● **MATERIAL FOR THIS EXERCISE**:
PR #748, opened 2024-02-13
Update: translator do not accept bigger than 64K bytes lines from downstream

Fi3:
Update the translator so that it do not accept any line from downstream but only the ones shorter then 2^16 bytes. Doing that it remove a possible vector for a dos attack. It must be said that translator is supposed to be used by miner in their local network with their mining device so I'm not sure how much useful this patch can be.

--

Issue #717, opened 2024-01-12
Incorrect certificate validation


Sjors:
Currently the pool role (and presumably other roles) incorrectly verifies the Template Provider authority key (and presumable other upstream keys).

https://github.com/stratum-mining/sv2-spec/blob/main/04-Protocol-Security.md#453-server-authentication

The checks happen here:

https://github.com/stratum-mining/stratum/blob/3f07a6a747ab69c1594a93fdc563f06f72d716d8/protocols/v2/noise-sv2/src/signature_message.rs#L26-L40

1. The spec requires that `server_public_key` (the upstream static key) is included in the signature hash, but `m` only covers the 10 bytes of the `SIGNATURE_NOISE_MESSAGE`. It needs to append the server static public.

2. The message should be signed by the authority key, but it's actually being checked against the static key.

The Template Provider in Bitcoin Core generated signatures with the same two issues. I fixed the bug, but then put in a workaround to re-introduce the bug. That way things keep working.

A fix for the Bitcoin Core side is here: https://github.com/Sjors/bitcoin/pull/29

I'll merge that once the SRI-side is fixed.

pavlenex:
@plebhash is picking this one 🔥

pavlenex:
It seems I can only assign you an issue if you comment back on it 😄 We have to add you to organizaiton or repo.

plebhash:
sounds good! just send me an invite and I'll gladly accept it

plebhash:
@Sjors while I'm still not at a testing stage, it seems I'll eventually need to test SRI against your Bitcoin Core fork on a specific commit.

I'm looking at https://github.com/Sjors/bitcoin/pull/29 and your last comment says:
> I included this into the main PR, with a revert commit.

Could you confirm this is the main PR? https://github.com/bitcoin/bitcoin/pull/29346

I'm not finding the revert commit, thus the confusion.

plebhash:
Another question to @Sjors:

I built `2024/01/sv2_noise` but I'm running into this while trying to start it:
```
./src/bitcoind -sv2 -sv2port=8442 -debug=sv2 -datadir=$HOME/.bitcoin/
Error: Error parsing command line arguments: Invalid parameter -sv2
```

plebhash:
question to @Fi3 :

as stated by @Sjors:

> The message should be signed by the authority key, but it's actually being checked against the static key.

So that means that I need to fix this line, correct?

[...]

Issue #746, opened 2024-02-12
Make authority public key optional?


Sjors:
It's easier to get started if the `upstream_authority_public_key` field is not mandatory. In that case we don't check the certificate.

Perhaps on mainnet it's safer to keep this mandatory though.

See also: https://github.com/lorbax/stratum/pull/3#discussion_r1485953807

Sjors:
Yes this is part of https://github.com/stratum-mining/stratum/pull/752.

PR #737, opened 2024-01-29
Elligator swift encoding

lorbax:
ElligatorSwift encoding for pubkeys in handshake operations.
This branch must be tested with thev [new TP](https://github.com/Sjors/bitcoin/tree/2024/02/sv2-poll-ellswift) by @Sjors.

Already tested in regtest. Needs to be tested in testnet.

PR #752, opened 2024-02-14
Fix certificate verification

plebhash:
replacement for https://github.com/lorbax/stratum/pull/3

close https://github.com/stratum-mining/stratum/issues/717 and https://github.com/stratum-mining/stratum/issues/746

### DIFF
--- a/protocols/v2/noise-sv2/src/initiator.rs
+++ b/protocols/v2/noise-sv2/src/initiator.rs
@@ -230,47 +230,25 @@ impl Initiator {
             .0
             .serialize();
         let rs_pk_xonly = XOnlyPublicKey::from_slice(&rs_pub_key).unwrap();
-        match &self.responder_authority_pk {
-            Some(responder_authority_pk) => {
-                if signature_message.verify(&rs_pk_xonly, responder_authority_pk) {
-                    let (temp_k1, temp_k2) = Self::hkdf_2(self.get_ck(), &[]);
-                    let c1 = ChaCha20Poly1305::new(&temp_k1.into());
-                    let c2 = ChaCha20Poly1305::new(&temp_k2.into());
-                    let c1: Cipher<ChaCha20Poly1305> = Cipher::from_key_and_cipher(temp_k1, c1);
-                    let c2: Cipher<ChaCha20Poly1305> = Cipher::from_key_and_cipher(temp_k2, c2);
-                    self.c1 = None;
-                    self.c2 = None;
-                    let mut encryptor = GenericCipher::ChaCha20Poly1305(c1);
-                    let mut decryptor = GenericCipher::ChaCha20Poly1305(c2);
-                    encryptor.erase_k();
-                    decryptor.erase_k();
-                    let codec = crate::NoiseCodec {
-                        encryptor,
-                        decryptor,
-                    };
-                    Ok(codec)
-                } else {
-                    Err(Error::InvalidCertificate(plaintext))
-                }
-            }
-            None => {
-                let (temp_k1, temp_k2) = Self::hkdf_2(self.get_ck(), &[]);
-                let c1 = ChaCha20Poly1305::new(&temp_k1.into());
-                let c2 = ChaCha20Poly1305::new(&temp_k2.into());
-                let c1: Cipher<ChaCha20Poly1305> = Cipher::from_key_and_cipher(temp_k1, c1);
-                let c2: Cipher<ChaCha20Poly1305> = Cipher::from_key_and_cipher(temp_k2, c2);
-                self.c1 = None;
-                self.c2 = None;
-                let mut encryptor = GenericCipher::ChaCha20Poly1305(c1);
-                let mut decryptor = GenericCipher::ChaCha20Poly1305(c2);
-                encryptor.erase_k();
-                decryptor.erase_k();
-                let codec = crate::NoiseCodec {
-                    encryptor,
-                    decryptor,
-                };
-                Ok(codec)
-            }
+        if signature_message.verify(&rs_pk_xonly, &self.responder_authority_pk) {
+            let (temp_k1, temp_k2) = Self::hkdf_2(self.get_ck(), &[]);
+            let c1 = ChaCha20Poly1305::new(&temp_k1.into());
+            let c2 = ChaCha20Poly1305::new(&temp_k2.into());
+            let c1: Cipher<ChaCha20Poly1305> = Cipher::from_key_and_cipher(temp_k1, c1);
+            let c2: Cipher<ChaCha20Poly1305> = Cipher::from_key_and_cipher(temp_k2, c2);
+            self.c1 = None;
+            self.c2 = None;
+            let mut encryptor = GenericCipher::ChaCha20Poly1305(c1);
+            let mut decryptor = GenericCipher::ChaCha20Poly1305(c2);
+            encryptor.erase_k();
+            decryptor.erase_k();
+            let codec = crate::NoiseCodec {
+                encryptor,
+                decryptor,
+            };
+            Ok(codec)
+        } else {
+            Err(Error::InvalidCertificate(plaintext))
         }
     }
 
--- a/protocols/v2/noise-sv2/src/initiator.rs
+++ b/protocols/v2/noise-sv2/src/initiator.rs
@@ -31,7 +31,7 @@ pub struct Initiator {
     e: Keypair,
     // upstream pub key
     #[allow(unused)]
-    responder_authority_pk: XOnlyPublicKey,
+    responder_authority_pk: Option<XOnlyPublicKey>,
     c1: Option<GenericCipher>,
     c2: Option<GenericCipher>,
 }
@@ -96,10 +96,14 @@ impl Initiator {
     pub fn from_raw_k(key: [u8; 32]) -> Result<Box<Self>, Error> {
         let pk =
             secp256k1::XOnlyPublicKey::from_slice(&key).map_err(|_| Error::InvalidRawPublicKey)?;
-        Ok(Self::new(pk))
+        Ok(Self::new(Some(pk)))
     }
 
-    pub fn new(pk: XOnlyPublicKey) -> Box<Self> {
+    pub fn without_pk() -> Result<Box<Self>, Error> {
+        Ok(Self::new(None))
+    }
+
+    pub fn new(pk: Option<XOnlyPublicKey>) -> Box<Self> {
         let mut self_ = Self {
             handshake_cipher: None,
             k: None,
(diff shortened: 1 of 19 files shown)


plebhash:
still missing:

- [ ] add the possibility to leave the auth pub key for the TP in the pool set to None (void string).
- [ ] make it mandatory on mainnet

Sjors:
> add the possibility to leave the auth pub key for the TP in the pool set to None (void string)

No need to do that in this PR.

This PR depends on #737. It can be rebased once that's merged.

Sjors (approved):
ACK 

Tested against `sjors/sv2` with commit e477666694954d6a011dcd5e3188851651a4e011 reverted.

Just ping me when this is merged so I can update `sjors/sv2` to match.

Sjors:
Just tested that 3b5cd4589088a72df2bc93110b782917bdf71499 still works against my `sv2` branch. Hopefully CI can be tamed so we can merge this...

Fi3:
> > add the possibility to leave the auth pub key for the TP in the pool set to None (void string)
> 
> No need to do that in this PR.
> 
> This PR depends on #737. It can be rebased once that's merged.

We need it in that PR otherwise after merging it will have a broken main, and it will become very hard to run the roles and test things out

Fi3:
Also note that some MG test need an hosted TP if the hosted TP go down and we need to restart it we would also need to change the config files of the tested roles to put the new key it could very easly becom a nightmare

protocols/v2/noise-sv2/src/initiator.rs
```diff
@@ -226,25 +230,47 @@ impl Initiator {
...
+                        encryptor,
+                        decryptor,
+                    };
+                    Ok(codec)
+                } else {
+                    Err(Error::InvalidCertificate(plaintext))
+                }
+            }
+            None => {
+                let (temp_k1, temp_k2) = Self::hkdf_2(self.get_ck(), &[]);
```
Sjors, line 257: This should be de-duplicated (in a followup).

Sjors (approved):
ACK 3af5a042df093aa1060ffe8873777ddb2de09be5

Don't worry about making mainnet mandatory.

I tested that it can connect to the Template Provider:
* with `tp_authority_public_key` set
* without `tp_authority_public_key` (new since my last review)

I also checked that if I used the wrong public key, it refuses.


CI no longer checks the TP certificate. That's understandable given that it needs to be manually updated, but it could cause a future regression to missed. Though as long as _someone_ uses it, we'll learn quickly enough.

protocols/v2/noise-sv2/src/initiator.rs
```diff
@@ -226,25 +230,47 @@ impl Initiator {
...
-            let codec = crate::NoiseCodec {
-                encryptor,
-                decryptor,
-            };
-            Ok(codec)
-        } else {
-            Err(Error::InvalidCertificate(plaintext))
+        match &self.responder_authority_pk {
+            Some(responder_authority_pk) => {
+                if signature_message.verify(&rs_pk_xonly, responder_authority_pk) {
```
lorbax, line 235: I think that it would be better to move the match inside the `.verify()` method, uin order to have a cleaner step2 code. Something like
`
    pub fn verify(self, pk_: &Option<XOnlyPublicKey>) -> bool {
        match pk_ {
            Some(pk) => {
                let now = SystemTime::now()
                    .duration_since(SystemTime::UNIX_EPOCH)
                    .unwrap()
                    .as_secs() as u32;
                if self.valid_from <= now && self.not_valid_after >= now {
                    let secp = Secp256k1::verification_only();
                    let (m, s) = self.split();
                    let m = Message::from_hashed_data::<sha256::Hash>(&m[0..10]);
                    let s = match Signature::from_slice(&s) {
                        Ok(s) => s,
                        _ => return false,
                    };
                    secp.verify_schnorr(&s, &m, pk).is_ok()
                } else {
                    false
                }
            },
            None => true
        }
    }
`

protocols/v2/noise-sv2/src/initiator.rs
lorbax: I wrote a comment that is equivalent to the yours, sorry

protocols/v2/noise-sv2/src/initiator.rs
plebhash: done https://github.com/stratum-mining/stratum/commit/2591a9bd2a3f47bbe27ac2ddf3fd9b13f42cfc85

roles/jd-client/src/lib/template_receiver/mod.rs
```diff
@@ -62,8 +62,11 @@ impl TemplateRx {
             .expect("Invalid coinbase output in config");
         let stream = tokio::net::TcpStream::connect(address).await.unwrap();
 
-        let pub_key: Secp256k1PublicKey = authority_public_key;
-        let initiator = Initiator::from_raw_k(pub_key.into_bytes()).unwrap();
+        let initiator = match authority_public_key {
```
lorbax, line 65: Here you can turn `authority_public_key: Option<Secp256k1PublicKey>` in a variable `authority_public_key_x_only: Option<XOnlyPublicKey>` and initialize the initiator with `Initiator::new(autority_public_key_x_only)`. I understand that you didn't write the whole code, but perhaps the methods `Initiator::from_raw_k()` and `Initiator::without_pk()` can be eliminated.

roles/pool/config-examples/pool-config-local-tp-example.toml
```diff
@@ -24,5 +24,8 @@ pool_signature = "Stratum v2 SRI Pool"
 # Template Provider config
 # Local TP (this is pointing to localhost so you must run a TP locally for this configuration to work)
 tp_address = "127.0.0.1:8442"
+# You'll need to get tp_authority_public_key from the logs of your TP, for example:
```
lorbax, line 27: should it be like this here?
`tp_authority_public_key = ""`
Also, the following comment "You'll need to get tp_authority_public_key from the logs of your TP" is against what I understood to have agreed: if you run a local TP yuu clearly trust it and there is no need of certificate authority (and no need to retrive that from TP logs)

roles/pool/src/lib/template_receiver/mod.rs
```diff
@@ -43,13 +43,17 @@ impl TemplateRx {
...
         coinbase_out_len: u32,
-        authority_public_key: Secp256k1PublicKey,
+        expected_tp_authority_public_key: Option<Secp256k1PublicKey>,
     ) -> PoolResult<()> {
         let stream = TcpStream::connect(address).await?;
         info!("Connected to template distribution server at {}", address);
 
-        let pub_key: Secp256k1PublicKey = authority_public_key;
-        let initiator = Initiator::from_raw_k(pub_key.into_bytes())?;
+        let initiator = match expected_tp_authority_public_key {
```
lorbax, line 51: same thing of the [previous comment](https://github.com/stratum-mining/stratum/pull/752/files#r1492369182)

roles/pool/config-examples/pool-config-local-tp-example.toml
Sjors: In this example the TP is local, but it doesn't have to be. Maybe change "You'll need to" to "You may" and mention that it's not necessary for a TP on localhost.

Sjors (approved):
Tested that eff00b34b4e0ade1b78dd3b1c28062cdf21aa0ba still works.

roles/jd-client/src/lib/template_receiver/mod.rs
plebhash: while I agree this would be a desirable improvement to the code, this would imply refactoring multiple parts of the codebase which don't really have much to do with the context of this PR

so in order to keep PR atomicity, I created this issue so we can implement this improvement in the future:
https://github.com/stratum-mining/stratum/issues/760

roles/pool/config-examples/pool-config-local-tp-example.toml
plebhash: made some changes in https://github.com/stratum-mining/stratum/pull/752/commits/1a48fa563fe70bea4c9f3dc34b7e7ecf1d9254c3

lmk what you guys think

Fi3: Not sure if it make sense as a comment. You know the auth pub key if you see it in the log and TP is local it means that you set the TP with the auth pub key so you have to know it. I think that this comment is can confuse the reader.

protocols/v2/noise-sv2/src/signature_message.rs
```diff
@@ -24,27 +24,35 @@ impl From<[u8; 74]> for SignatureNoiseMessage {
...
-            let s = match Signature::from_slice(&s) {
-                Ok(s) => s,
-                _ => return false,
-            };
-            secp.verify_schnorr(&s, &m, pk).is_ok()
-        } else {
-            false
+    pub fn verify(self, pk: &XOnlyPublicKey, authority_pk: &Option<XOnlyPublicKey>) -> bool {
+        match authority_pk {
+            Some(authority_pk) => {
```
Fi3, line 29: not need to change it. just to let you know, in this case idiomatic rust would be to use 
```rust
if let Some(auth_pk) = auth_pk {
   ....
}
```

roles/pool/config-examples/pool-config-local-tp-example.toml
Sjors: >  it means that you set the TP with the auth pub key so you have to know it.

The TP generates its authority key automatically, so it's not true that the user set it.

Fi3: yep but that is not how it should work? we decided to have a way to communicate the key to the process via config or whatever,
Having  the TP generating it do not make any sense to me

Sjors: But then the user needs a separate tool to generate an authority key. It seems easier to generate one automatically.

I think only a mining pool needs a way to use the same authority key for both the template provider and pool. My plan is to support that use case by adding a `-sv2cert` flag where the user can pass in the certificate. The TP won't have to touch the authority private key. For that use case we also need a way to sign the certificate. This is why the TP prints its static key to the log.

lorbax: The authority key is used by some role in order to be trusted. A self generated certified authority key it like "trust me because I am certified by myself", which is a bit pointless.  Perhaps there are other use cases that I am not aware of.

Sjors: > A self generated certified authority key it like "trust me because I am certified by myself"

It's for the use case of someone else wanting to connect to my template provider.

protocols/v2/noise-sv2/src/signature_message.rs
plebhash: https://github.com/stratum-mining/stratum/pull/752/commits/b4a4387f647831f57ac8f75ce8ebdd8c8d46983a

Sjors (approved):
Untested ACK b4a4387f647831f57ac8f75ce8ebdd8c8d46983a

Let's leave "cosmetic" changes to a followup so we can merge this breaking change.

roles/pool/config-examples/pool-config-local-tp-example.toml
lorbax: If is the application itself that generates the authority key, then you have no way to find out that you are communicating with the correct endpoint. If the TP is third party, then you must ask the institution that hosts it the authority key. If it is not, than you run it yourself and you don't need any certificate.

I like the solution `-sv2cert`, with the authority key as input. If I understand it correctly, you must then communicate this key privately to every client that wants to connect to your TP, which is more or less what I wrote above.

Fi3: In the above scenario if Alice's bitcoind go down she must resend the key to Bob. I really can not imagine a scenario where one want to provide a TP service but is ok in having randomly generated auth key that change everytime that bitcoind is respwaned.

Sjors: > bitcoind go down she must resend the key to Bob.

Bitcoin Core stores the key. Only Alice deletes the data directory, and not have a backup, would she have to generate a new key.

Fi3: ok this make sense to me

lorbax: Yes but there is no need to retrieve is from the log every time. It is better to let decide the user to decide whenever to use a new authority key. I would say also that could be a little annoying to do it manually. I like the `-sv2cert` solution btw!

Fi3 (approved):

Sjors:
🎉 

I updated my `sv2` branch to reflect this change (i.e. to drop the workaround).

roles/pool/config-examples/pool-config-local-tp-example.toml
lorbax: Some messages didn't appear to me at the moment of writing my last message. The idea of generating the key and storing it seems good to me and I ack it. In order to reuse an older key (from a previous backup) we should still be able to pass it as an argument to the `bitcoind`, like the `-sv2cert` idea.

--

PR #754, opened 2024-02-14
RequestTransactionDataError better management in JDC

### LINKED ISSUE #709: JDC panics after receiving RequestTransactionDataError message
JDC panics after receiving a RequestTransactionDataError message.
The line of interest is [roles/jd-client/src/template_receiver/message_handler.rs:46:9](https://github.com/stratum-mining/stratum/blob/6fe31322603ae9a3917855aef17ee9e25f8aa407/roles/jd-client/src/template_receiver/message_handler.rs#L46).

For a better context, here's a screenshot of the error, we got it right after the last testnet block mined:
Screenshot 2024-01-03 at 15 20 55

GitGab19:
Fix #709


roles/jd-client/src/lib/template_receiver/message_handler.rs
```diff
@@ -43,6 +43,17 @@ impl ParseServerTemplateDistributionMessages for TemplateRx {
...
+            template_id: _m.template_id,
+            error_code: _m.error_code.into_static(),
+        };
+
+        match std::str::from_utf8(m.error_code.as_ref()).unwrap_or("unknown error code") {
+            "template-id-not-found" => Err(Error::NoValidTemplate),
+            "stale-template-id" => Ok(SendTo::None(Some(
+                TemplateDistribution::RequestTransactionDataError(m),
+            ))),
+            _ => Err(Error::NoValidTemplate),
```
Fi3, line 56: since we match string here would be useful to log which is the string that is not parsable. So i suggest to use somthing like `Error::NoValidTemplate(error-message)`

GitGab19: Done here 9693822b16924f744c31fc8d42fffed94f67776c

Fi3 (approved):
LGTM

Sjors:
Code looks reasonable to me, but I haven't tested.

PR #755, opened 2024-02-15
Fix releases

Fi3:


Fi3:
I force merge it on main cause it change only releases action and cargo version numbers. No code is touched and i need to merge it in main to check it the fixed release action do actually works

● **WHAT IS REQUIRED**: Looking at the records above, return exactly the lines from the line with "PR #748, opened 2024-02-13" to the line with "Update the translator", both ends included.

● **FINISHED TASK**:
PR #748, opened 2024-02-13
Update: translator do not accept bigger than 64K bytes lines from downstream

Fi3:
Update the translator so that it do not accept any line from downstream but only the ones shorter then 2^16 bytes. Doing that it remove a possible vector for a dos attack. It must be said that translator is supposed to be used by miner in their local network with their mining device so I'm not sure how much useful this patch can be.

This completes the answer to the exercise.